*How to complete this task:* Go through the entries below and print, exactly, the lines starting at the one with "L5.5 minimum PHP version 7.0.0 -> 7.1.0" and ending at the one with "-Laravel 5.5 requires PHP 7.0.0 or higher.", keeping both ends and no others.

==== Dataset records ====

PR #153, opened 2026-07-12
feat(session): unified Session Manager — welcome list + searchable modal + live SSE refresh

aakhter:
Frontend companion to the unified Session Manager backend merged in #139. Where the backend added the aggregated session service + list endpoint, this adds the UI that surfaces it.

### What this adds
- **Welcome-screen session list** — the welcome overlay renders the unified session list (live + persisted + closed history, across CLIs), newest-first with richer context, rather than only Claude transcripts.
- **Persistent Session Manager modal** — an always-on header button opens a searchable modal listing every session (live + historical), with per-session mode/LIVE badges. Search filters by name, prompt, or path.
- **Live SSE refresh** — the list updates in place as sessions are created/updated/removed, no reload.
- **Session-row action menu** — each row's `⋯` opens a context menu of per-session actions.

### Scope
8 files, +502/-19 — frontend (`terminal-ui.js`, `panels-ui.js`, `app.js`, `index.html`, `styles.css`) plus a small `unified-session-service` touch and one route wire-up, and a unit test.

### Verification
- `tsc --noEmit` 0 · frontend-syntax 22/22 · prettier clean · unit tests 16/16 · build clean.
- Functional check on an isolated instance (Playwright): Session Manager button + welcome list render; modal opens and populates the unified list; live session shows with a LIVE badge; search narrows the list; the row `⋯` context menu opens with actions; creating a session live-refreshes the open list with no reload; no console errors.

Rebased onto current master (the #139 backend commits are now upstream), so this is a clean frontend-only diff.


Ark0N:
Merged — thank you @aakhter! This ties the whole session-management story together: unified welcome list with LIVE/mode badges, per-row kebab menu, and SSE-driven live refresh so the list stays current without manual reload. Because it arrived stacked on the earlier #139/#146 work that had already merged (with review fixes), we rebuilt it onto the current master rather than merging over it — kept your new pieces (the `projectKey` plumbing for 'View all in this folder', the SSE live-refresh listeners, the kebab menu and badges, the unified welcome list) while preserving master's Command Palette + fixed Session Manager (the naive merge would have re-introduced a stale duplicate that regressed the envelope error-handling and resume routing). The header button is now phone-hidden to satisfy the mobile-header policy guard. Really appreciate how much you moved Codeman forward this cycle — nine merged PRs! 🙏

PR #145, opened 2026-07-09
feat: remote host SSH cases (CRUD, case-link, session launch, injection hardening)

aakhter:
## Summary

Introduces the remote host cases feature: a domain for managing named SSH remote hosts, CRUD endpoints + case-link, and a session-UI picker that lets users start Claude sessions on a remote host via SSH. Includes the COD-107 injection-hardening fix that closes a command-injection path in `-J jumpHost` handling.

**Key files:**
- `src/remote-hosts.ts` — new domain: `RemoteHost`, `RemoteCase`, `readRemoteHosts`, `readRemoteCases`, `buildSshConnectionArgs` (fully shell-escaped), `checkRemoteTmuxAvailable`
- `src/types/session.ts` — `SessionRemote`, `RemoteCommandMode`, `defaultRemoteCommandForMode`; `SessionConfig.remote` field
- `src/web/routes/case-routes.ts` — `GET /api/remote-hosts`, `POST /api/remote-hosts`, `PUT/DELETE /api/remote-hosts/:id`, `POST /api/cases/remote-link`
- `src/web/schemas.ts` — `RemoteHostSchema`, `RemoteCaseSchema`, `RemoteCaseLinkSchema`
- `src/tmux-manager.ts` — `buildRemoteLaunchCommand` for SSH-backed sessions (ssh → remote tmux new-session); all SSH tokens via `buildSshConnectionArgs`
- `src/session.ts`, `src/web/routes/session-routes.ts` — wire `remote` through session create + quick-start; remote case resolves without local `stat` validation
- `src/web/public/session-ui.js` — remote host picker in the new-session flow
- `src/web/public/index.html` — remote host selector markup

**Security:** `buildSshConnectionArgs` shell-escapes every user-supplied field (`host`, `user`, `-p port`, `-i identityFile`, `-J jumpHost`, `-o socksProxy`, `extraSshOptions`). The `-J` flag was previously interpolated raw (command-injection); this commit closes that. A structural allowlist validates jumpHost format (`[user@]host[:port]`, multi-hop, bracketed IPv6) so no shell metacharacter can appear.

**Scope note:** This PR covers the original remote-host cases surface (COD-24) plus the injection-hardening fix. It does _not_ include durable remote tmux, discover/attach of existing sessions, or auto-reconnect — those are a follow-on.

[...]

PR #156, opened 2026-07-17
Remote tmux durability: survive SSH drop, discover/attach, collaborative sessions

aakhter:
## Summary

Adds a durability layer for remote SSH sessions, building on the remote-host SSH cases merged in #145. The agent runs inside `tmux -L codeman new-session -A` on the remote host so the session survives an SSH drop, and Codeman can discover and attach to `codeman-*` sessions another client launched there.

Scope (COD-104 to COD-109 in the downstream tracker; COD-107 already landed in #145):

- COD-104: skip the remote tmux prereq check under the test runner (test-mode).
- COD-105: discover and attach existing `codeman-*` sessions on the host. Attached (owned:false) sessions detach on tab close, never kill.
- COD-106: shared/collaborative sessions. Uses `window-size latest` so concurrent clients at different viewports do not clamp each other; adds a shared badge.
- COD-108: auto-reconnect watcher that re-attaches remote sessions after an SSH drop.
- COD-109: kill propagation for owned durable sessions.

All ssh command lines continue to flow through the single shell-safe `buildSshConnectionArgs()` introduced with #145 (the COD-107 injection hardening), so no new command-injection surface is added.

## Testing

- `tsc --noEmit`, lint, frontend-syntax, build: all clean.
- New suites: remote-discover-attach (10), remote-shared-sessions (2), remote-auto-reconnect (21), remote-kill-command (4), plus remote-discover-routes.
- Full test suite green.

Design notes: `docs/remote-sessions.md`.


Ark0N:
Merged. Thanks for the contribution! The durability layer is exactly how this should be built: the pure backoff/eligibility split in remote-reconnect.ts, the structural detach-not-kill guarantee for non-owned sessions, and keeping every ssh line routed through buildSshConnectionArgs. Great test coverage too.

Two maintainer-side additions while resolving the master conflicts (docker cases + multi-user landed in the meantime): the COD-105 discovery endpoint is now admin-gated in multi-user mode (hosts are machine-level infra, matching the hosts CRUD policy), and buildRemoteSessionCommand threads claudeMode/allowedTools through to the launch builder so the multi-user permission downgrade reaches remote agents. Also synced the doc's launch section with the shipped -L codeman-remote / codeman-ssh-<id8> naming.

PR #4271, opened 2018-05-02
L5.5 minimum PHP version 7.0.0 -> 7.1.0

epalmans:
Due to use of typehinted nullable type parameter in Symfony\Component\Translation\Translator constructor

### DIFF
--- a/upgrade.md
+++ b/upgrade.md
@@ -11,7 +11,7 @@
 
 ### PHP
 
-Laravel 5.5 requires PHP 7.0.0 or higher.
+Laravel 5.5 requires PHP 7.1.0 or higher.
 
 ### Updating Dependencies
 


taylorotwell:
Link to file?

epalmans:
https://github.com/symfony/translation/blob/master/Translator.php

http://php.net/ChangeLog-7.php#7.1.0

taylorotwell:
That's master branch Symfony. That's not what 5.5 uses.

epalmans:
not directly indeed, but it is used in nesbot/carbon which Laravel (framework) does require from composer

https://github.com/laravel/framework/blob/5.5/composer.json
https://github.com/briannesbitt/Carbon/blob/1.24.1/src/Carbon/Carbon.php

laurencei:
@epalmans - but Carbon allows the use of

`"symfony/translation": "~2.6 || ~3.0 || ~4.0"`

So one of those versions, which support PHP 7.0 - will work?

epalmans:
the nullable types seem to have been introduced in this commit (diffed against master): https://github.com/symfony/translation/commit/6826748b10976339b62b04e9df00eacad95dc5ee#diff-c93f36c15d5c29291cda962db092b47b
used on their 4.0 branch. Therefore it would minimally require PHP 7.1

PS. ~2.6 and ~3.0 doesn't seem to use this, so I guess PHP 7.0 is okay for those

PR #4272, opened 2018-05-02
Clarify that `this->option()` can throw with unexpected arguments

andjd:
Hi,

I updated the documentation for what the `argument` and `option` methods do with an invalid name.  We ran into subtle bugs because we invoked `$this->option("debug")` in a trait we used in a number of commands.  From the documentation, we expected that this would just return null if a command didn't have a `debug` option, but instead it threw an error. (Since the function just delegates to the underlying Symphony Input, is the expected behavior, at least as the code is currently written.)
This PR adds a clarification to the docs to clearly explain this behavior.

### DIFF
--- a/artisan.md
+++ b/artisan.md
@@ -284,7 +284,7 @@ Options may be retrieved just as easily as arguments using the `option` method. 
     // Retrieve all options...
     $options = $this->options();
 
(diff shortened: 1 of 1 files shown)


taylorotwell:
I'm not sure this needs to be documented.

====
==== Dataset records ====

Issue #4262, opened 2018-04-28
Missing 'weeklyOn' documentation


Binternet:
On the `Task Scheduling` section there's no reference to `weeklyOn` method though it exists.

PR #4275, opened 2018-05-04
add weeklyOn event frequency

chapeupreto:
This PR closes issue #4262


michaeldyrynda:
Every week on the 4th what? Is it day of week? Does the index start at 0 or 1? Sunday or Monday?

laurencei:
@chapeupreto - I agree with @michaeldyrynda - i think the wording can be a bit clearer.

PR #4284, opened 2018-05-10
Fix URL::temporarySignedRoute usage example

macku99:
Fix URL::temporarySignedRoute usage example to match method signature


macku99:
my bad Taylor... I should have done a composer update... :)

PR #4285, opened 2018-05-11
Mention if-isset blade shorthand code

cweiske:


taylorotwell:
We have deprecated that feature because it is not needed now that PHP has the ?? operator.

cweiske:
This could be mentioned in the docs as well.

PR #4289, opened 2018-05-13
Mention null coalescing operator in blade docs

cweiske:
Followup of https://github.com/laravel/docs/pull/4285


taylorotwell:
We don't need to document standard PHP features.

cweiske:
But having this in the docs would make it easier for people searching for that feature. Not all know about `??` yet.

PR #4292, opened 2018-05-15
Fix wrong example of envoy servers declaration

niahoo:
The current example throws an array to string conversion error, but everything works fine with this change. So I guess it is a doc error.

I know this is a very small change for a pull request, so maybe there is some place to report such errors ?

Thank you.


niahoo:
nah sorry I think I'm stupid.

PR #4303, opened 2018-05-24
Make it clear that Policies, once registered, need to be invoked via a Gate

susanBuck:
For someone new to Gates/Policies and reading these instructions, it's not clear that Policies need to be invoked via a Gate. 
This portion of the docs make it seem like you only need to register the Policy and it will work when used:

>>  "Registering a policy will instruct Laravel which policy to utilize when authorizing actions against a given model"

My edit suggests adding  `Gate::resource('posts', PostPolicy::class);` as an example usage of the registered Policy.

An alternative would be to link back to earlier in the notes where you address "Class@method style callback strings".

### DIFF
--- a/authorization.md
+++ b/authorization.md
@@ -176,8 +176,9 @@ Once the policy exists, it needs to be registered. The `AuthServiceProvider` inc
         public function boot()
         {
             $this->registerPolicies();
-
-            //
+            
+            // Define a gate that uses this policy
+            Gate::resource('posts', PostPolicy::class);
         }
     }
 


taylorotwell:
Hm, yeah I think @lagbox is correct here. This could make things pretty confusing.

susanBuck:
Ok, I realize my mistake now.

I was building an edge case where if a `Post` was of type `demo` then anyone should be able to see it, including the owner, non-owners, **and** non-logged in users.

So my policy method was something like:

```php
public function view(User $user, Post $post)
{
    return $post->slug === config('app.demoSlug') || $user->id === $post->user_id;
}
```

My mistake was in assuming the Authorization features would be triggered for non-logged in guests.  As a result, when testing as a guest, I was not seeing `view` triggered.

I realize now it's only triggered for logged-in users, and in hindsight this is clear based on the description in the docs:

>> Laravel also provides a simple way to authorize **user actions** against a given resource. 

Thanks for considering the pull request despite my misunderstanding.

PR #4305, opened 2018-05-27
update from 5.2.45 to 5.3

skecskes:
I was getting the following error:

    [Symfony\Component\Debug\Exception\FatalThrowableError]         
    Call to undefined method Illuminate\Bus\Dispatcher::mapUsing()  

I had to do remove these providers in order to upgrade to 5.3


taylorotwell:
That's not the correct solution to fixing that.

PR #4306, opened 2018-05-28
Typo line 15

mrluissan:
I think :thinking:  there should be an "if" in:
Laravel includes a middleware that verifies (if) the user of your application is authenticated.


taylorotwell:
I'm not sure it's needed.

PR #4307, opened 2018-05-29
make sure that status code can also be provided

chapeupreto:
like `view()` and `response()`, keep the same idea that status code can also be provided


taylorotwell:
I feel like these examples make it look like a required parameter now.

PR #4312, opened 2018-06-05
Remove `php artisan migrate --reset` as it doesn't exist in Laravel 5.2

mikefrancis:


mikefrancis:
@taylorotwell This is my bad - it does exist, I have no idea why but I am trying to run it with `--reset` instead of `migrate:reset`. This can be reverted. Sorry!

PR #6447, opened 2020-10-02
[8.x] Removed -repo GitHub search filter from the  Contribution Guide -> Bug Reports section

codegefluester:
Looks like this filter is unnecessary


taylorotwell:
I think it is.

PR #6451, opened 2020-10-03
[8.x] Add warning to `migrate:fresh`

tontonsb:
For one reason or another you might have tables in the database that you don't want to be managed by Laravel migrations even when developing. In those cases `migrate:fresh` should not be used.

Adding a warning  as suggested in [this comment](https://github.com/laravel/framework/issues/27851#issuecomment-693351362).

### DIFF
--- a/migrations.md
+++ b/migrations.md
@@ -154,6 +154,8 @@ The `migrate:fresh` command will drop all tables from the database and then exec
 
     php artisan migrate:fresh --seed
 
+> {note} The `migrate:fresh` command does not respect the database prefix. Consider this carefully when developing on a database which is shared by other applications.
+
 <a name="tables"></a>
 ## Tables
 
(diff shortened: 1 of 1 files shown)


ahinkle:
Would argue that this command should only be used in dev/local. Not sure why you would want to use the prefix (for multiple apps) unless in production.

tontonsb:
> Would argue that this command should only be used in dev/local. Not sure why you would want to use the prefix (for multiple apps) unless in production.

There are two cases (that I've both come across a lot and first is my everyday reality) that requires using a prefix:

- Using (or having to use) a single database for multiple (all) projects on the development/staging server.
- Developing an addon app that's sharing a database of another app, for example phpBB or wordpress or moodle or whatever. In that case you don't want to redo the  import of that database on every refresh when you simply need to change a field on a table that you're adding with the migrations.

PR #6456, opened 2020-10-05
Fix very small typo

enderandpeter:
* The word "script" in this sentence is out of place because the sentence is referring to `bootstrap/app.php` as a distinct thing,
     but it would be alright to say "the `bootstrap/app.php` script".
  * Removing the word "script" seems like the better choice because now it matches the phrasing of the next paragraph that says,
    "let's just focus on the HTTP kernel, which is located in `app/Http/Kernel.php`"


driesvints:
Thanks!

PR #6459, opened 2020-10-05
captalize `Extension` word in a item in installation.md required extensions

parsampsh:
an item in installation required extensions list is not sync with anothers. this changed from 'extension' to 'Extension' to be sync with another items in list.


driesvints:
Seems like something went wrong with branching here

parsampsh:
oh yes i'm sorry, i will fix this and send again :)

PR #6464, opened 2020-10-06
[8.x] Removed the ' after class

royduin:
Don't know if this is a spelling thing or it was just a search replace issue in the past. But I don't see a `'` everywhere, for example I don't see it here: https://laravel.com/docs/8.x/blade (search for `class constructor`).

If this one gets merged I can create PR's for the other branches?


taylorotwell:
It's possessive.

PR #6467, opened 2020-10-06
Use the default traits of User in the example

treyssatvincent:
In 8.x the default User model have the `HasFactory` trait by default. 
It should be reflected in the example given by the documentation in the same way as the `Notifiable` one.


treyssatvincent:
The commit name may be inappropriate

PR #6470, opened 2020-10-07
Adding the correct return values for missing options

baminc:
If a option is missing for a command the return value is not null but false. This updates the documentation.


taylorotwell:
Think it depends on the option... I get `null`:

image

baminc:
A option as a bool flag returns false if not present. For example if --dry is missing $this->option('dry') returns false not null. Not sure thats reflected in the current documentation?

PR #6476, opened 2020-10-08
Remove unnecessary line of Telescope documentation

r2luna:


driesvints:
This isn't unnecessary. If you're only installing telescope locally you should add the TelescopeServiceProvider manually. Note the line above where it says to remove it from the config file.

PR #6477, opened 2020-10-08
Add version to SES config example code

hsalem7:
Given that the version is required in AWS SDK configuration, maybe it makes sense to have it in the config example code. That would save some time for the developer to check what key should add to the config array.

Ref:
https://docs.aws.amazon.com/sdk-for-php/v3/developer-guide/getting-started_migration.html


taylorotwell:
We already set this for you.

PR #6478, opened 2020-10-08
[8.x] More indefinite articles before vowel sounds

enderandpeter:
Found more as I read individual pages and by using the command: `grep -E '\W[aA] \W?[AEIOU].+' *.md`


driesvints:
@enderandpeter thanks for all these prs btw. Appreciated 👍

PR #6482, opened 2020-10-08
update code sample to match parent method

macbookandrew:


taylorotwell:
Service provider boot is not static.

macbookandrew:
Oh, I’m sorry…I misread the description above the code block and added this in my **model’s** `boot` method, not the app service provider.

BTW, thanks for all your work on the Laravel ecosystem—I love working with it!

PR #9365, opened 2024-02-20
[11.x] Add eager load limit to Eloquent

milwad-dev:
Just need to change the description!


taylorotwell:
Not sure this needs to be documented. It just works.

====

*Answer for this exercise:*
L5.5 minimum PHP version 7.0.0 -> 7.1.0

epalmans:
Due to use of typehinted nullable type parameter in Symfony\Component\Translation\Translator constructor

### DIFF
--- a/upgrade.md
+++ b/upgrade.md
@@ -11,7 +11,7 @@
 
 ### PHP
 
-Laravel 5.5 requires PHP 7.0.0 or higher.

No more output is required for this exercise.